Objective To compare the merit and shortage of interventional device closure of isolated secundum atrial septal defects(ASD) through cardiac catheter or chest small incision .
     Methods Retrospective analyses of the clinical results of interventional device closure of isolated secundum ASD through cardiac catheter or chest small incision for 41 patients from September 2004 to March 2007 was performed . Among them 12 patients underwent device closure of ASD through chest small incision (chest small incision group) and 29 patients underwent device closure of ASD through cardiac catheter (cardiac catheter group).

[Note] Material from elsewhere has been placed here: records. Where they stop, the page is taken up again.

PR #2452, opened 2024-09-12
OCM-11097 | test: automated id:76093

yuwang-RH:
[OCM-11097](https://issues.redhat.com//browse/OCM-11097) | test: automated id:76093
log: https://privatebin.corp.redhat.com/?0450c771f234d708#CcZhmPiUStFvXPwt5k4Mm7wNqpARXJSp9hkZopFWUjxZ

### DIFF
--- a/tests/e2e/test_rosacli_cluster.go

     Results There were no deaths and blood transfusion in either group . Interventional device closure through chest small incision was successful in all 12 patients , while interventional device closure through cardiac catheter was successful in 26 of 29 cases. The mean procedure time of chest small incision group was significantly shorter than that of cardiac catheter group (76.25±20.24 VS 92.56±34.18 min, P<0.05). The mean occluder delivery times of chest small incision group was less than that of cardiac catheter group (1.0 VS 1.48±0.95 times , P<0.05). Two major complications occurred in cardiac catheter group , but no one occurred in chest small incision group . Forty-one patients were followed-up from 1 months to 30 months , all of patients were free from residual leak and occluder dislodgment.
     Conclusion Both paths can achieve secure occlusion for isolated secundum ASD with mild trauma and fast postoperative recovery and good cosmetic result. Interventional device closure of ASD through cardiac catheter involves slightly low success rate and relatively narrow indication and difficult technique whereas through chest small incision offers relatively wider indication and simple technique and higher success rate or safety.